Surprising Ways Sugar Sneaks Into Your Kitchen and Leaves You Feeling Exhausted

By Cynthia Brace

For a few weeks, you’ve resisted the 2 teaspoons of sugar in your coffee, afternoon candy bars, sour patch kids to avoid the sugar crash, but still feel exhausted and foggy-brained.

The reality is, sugar is hidden in the majority of packaged foods.

Look at the label below for example. Take a guess how many different types of sugars are in this one bar?

Okay so maybe I should backtrack a bit.  If you’re not familiar with how to read a food label (or Nutrition Fact’s panel), the first thing you look at is the serving size (that’s just under the nutrition facts).

This is really important so that you know what the numbers in the food label are referring to.  In this case, it’s one bar.  For other items such as cereal, you may see something like 1/2 cup, which is completely ridiculous.  When have you ever had 1/2 cup of cereal?

The numbers below the serving size will indicate how much of that ingredient are in that serving size.  In the case of the label above, there are 7 grams of sugar.

In the case of cereal if you’re having double or triple the serving size amount you need to double or triple the numbers on the label.

The problem with the sugars section in a food label is that it combines all natural and added sugars.

Natural sugars are things like apples in applesauce.  Added sugars are sugars that are added to a product that aren’t naturally occurring.


Once you’ve looked at the amount of sugar in the product, you need to see where it’s coming from.  That’s where the ingredient list comes in.

The first ingredient indicates that there is more of this in the product than anything else.

So if you’re looking at an applesauce label and it says apples as the first ingredient, that’s what you should expect as the main ingredient.

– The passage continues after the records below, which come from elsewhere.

PR #531, opened 2020-12-02
Feature/storybook6 alert

Kevintirta:
Purpose: Make Alert Component for storybook 6

### DIFF
--- a/.eslintrc.json
+++ b/.eslintrc.json
@@ -18,6 +18,7 @@
     "@typescript-eslint/no-var-requires": "off",
     "@typescript-eslint/explicit-function-return-type": "off",
     "@typescript-eslint/no-explicit-any": "off",
+    "@typescript-eslint/ban-ts-ignore": "off",
     "react/no-find-dom-node": "off",
     "react/prop-types": "off",
     "react-hooks/rules-of-hooks": "error",
--- a/.eslintrc.json
+++ b/.eslintrc.json
@@ -18,7 +18,6 @@
     "@typescript-eslint/no-var-requires": "off",
     "@typescript-eslint/explicit-function-return-type": "off",
     "@typescript-eslint/no-explicit-any": "off",
-    "@typescript-eslint/ban-ts-ignore": "off",
     "react/no-find-dom-node": "off",
     "react/prop-types": "off",
     "react-hooks/rules-of-hooks": "error",
--- a/src/General/Alert/Alert.stories.tsx
+++ b/src/General/Alert/Alert.stories.tsx
@@ -1,0 +1,39 @@
+import React, { useState } from 'react';
+import { Story, Meta } from '@storybook/react';
+
+import { Alert, Props } from './Alert';
+import { Button } from '../Button';
+import { BaseContainer } from '../../Layout/GlintsContainer/GlintsContainer';
+
+export default {
+  title: 'General/Alert',
+  component: Alert,
+  decorators: [Story => <BaseContainer>{Story()}</BaseContainer>],
+  argTypes: {
+    type: {
+      control: {
+        type: 'select',
+      },
+    },
+  },
+} as Meta;
+
+const Template: Story<Props> = args => {
+  const [isOpen, setOpen] = useState(args.isOpen);
+
+  return (
+    <>
+      <Button onClick={() => setOpen(true)} variant="solid-blue">
+        Show Pop up
+      </Button>
+      <Alert {...args} isOpen={isOpen} onClose={() => setOpen(false)} />
+    </>
+  );
+};
+
+export const Interactive = Template.bind({});
+Interactive.args = {
+  type: 'info',
+  message: 'You have successfully applied to Glints as Software Engineer.',
+  autoClose: 3000,
+};
--- a/src/General/Alert/Alert.stories.tsx
+++ b/src/General/Alert/Alert.stories.tsx
@@ -28,5 +28,4 @@ export const Interactive = Template.bind({});
 Interactive.args = {
   type: 'info',
   message: 'You have successfully applied to Glints as Software Engineer.',
-  autoClose: 3000,
 };
--- a/src/General/Alert/Alert.stories.tsx
+++ b/src/General/Alert/Alert.stories.tsx
@@ -9,14 +9,6 @@ export default {
   title: 'General/Alert',
   component: Alert,
   decorators: [Story => <BaseContainer>{Story()}</BaseContainer>],
-  argTypes: {
-    type: {
-      control: {
-        type: 'select',
-        options: ['success', 'warning', 'danger', 'info'],
-      },
-    },
-  },
 } as Meta;
 
 const Template: Story<Props> = args => {
--- a/src/General/Alert/Alert.stories.tsx
+++ b/src/General/Alert/Alert.stories.tsx
@@ -9,6 +9,13 @@ export default {
   title: 'General/Alert',
   component: Alert,
   decorators: [Story => <BaseContainer>{Story()}</BaseContainer>],
+  argTypes: {
+    className: {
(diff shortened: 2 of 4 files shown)


src/Display/Tooltip/Tooltip.tsx
```diff
@@ -86,15 +86,13 @@ export interface Classes {
...
-export type Position = 'top' | 'right' | 'bottom' | 'left';
-
 export interface Props extends HTMLAttributes<HTMLHeadingElement> {
   /** This is an object with three keys: <code>container</code>,
    * <code>content</code> and <code>message</code>. Use them to attach
    * additional classes to the respective elements. */
   classes?: Classes;
   text: string;
-  position?: Position;
+  position?: string;
```
rosslo: I have used another approach to resolve this type error, can refer to this commit https://github.com/glints-dev/glints-aries/pull/532/commits/2ea2b5fa47fa479420e24a275d059c08a220a9c0. 🙏

src/General/Alert/Alert.stories.tsx
```diff
@@ -0,0 +1,40 @@
...
+
+export default {
+  title: 'General/Alert',
+  component: Alert,
+  decorators: [Story => <BaseContainer>{Story()}</BaseContainer>],
+  argTypes: {
+    type: {
+      control: {
+        type: 'select',
+        options: ['success', 'warning', 'danger', 'info'],
```
rosslo: I think we can use intuitive control type (radio button) like 
image

src/General/Alert/Alert.tsx
```diff
@@ -18,11 +18,11 @@ import {
 
 import { PrimaryColor, SecondaryColor } from '../../Utils/Colors';
 
-const Alert = ({
+export const Alert = ({
   isOpen,
-  autoClose,
+  autoClose = 3000,
```
rosslo: Oh why we need to set the default for `autoClose`?

src/General/Alert/Alert.stories.tsx
```diff
@@ -0,0 +1,40 @@
...
+      },
+    },
+  },
+} as Meta;
```
rosslo, line 19: Can disable the control func for className
image

src/General/Alert/Alert.tsx
```diff
@@ -130,12 +130,18 @@ const Alert = ({
...
 };
 
-interface Props {
+export interface Props {
+  /** Set Alert's style. */
   type: string;
-  message: React.ReactNode;
+  /** Set message for Alert. */
+  message: string;
+  /** A function to close Alert. */
```
rosslo: I think we should also elaborate on when `onClose` will be triggered. 
Like press which key, or click the close icon, and so on.

src/General/Alert/Alert.tsx
Kevintirta: Hi @rosslo, oh since `autoClose` it's not a mandatory field, if default `autoClose` is not specified then the alert will be open indefinitely (unless user wants to close it), thus is that the wanted behaviour?

src/General/Alert/Alert.test.tsx
```diff
@@ -95,12 +90,6 @@ describe('<Alert/> should render correct icon color', () => {
     const icon = queryAllByTestId('icon-svg')[0];
     expect(icon).toHaveAttribute('fill', SecondaryColor.actionblue);
   });
-
-  test('type is not a predefined type', () => {
```
rosslo, line 99: Oh why deleted these two tests?

src/General/Alert/Alert.tsx
rosslo: Hmm, I think there might be a case is that we want to ensure the users see the message. So we don't auto close alert until the users see the message and close it by themseleves.

src/General/Alert/Alert.tsx
```diff
@@ -137,7 +137,7 @@ export interface Props {
   type: AlertType;
   /** Set message for Alert. */
   message: string;
-  /** A function to close Alert. */
+  /** A function to close Alert. onClose will be triggered if the close icon is clicked or the Alert has ran its autoClose duration */
```
rosslo: Also pressing the Enter or ESC keys, can refer to
https://github.com/glints-dev/glints-aries/blob/v4/src/General/Alert/Alert.tsx#L65

src/General/Alert/Alert.test.tsx
Kevintirta: Hi @rosslo , oh because the Alert type only contains 4 types,
`export type AlertType = 'success' | 'warning' | 'danger' | 'info';`
thus, should we still have the test? since if we still have it it will throw an error

src/General/Alert/Alert.tsx
```diff
@@ -130,12 +130,20 @@ const Alert = ({
...
-  type: string;
-  message: React.ReactNode;
+export type AlertType = 'success' | 'warning' | 'danger' | 'info';
+
+export interface Props {
+  /** Set Alert's style. */
+  type: AlertType;
+  /** Set message for Alert. */
+  message: string;
+  /** A function to close Alert. onClose will be triggered if the close icon is clicked or the Alert has ran its autoClose duration or ESC/Enter is clicked */
```
rosslo: Should we use `press` instead of `click`? `ESC/Enter is pressed`.

src/General/Alert/Alert.test.tsx
rosslo: Hmm, I think those test cases are to test the fallback for the wrong type value in the javascript file which doesn't enable the TypeScript. Can use `//@ts-ignore` to bypass the error.

src/General/Alert/Alert.tsx
```diff
@@ -130,12 +130,20 @@ const Alert = ({
...
 };
 
-interface Props {
-  type: string;
-  message: React.ReactNode;
+export type AlertType = 'success' | 'warning' | 'danger' | 'info';
+
+export interface Props {
+  /** Set Alert's style. */
+  type: AlertType;
```
rosslo: Since you set the default value `info` in line 25, I think this property should be optional now.

src/General/Alert/Alert.tsx
Kevintirta: Make sense got it 🙏

src/General/Alert/Alert.test.tsx
Kevintirta: Hi @rosslo , Okay have updated the eslintrc.json file too to allow //@ts-ignore, ready for rereview

rosslo: Oops, sorry, I just realized, mb `<AlertComponent type={'xxx' as AlertType} />` can resolve this error too.

.eslintrc.json
```diff
@@ -21,7 +21,8 @@
     "react/no-find-dom-node": "off",
     "react/prop-types": "off",
     "react-hooks/rules-of-hooks": "error",
-    "react-hooks/exhaustive-deps": "warn"
+    "react-hooks/exhaustive-deps": "warn",
+    "@typescript-eslint/ban-ts-ignore": "off"
```
rosslo: I think can add it to line 21 to group  @typescript-eslint together.

.eslintrc.json
```diff
@@ -18,6 +18,7 @@
     "@typescript-eslint/no-var-requires": "off",
     "@typescript-eslint/explicit-function-return-type": "off",
     "@typescript-eslint/no-explicit-any": "off",
+    "@typescript-eslint/ban-ts-ignore": "off",
```
rosslo: Oh if we no need @ts-ignore, then we had better not enable this.

rosslo (approved):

All the other ingredients after that are in smaller amounts as you go down the list, so there is very little of the last ingredient.

Here is where the food industry can fool you.  They sometimes only put a small amount of what is labelled “sugar” in the product and then put all other sorts of different forms of sugar with so that they end up lower down on the list.

If all of the added sweeteners in certain products were just labelled “sugar,” it would most likely be the first ingredient.

So if you guessed there are 5 forms of sugar in the one bar label above you guessed right (sugar, corn syrup, fructose, maltodextrin, barley malt).

Don’t forget that 4 grams of sugar equal 1 teaspoon.

So in this one bar, you’re getting almost 2 teaspoons.

Most people don’t consider drinks as “food” so they don’t read their labels.

Drinks, even so-called healthy ones, can fill you up with natural and added sugars and contribute to a sugar crash.

Always look at the labels of juices, sports drinks and vitamin water (which can have up to 32 grams of sugar in one bottle! That’s 8 teaspoons!)

How much sugar does your favourite packaged snack have?